▶ **THE INPUT**:
PR #1396, opened 2020-01-26
use pkg.go.dev for documentation

willnorris:
pkg.go.dev understands modules, whereas godoc.org does not.

### DIFF
--- a/README.md
+++ b/README.md
@@ -1,6 +1,6 @@
 # go-github #
 
-[![GoDoc](https://godoc.org/github.com/google/go-github/github?status.svg)](https://godoc.org/github.com/google/go-github/github)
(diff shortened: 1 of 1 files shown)


README.md
```diff
@@ -1,6 +1,6 @@
 # go-github #
 
-[![GoDoc](https://godoc.org/github.com/google/go-github/github?status.svg)](https://godoc.org/github.com/google/go-github/github)
+[![GoDoc](https://img.shields.io/static/v1?label=godoc&message=reference&color=blue)](https://pkg.go.dev/github.com/google/go-github/v28/github)
```
gmlewis: Do you want this to point to `v29` instead of `v28`?

willnorris: ah yes, fixed.  I guess I was looking at an old commit and thought we were still on v28 :)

▶ **WORK INSTRUCTIONS**: Each line from the one that contains "pkg.go.dev understands modules, whereas" through the end of the material above should be returned exactly, and nothing else.

▶ **YOUR RESPONSE**:
pkg.go.dev understands modules, whereas godoc.org does not.

### DIFF
--- a/README.md
+++ b/README.md
@@ -1,6 +1,6 @@
 # go-github #
 
-[![GoDoc](https://godoc.org/github.com/google/go-github/github?status.svg)](https://godoc.org/github.com/google/go-github/github)
(diff shortened: 1 of 1 files shown)


README.md
```diff
@@ -1,6 +1,6 @@
 # go-github #
 
-[![GoDoc](https://godoc.org/github.com/google/go-github/github?status.svg)](https://godoc.org/github.com/google/go-github/github)
+[![GoDoc](https://img.shields.io/static/v1?label=godoc&message=reference&color=blue)](https://pkg.go.dev/github.com/google/go-github/v28/github)
```
gmlewis: Do you want this to point to `v29` instead of `v28`?

willnorris: ah yes, fixed.  I guess I was looking at an old commit and thought we were still on v28 :)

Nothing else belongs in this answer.